Weihnachten, Ostern, Sommerferien, FIFA-Release: Manche Dinge bleiben jedes Jahr gleich. Auch dieses Jahr bringt Electronic Arts eine neue Ausgabe seiner Fußball-Simulation FIFA auf den Markt, die insgesamt 22. Version. Seit dem ersten FIFA hat sich viel verändert, doch in den letzten Jahren wurde EA Stagnation vorgeworfen. Der wohl größte Fortschritt war der Full HD-Modus mit 60 fps auf Next-Gen-Konsolen, spielerisch blieb aber vieles beim Alten.

Mit FIFA 15 verspricht EA “mehr Emotion” und eine bessere Präsentation, doch auch am Spielerischen wurde geschraubt. Die futurezone hat den neuen Titel auf der PlayStation 4 getestet.

Hübscher dank mehr Dreck

FIFA 14 war eines der wenigen “Highlights” zum Start der Next-Gen-Konsolen, vor allem in optischer Hinsicht.
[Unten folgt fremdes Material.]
PR #532, opened 2026-07-16
Option to bypass "getOne" step (#163)

### LINKED ISSUE #163: Option to bypass "getOne" step
For small directories, or when few attributes are synced, we could fetch all values in the "getAll" step and bypass the "getOne" step for each entry in source.

davidcoutadeur:
Fixes #163

### DIFF
--- a/src/main/java/org/lsc/jndi/SimpleJndiSrcService.java
+++ b/src/main/java/org/lsc/jndi/SimpleJndiSrcService.java
@@ -54,6 +54,7 @@ import javax.naming.directory.SearchControls;
 
 import org.lsc.LscDatasets;
 import org.lsc.beans.IBean;
+import org.lsc.beans.SimpleBean;
 import org.lsc.configuration.LdapSourceServiceType;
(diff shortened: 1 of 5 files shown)


src/main/java/org/lsc/jndi/SimpleJndiSrcService.java
```diff
@@ -182,7 +188,17 @@ public IBean getBean(Task task, final String pivotName, final LscDatasets pivotA
 				}
 			}
 
-			return this.getBeanFromSR(get(task, pivotName, pivotAttributes, searchString, scriptAsFilter), srcBean);
+			if( isBypassOneEntry() )
```
Kcchouette: better to use the var `bypassOneEntry`?

davidcoutadeur: Indeed, I fix the PR

elecharny (approved):
Sounds good to me

PR #535, opened 2026-07-17
Fixes #486: delete entries in async mode

### LINKED ISSUE #486: Add a way to delete entries in destination in LDAP async mode

elecharny:
Fixes #486

### DIFF
--- a/src/main/java/org/lsc/runnable/SynchronizeEntryRunner.java
+++ b/src/main/java/org/lsc/runnable/SynchronizeEntryRunner.java
@@ -3,7 +3,6 @@ package org.lsc.runnable;
 import java.util.HashMap;
 import java.util.Map;
 import java.util.Map.Entry;
-import java.util.Optional;
 
 import org.lsc.AbstractSynchronize;
 import org.lsc.beans.InfoCounter;
@@ -14,11 +13,12 @@ import org.lsc.Task;
 import org.lsc.beans.BeanComparator;
 import org.lsc.beans.IBean;
 import org.lsc.exception.LscServiceCommunicationException;
+import org.lsc.jndi.SimpleJndiDstService;
+import org.lsc.service.SyncReplSourceService;
 import org.lsc.utils.ScriptingEvaluator;
 import org.slf4j.Logger;
 import org.slf4j.LoggerFactory;
 import org.lsc.Hooks;
-import org.lsc.beans.syncoptions.ISyncOptions.OutputFormat;
 
 /**
  * @author sbahloul
@@ -41,8 +41,32 @@ public class SynchronizeEntryRunner extends AbstractEntryRunner {
 	@Override
 	public void run() {
 		counter.incrementCountAll();
-		try {
-			run(abstractSynchronize.getBean(task, fromSource ? task.getSourceService() : task.getDestinationService(), id.getKey(), id.getValue(), true, fromSource));
+
+        try {
+            // Deal with the special case of deleted entries, when the destination service
+            // is a LDAP server. We *must* base the deletion on the source entry's DN
+            // because we have nothing else to identify the entry (the pivot is not present).
+            if (id.getValue().getDatasets().containsKey(SyncReplSourceService.DELETED_ENTRY)
+                    && (task.getDestinationService() instanceof SimpleJndiDstService)) {
+                // Create a modification for the Delete operation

Eine flüssige Framerate von 60 Bildern pro Sekunde bei 1080p-Auflösung, das kannten Konsolen-Spieler bislang noch nicht. Mit FIFA 15 wird das fortgesetzt, EA hat jedoch vor allem an der Optik der Spielermodelle gefeilt. Die Animationen sind nun deutlich flüssiger und näher an der Realität. Das fällt vor allem beim Sprinten und in Zweikämpfen auf. Auch die Spielermodelle wurden überarbeitet, laut EA wurden die Gesichter von 1000 weiteren Spielern eingescannt. Das betrifft jedoch vorwiegend Spieler aus den großen Ligen, in Österreich sind selbst Stars wie Kevin Kampl nur schwer erkennbar.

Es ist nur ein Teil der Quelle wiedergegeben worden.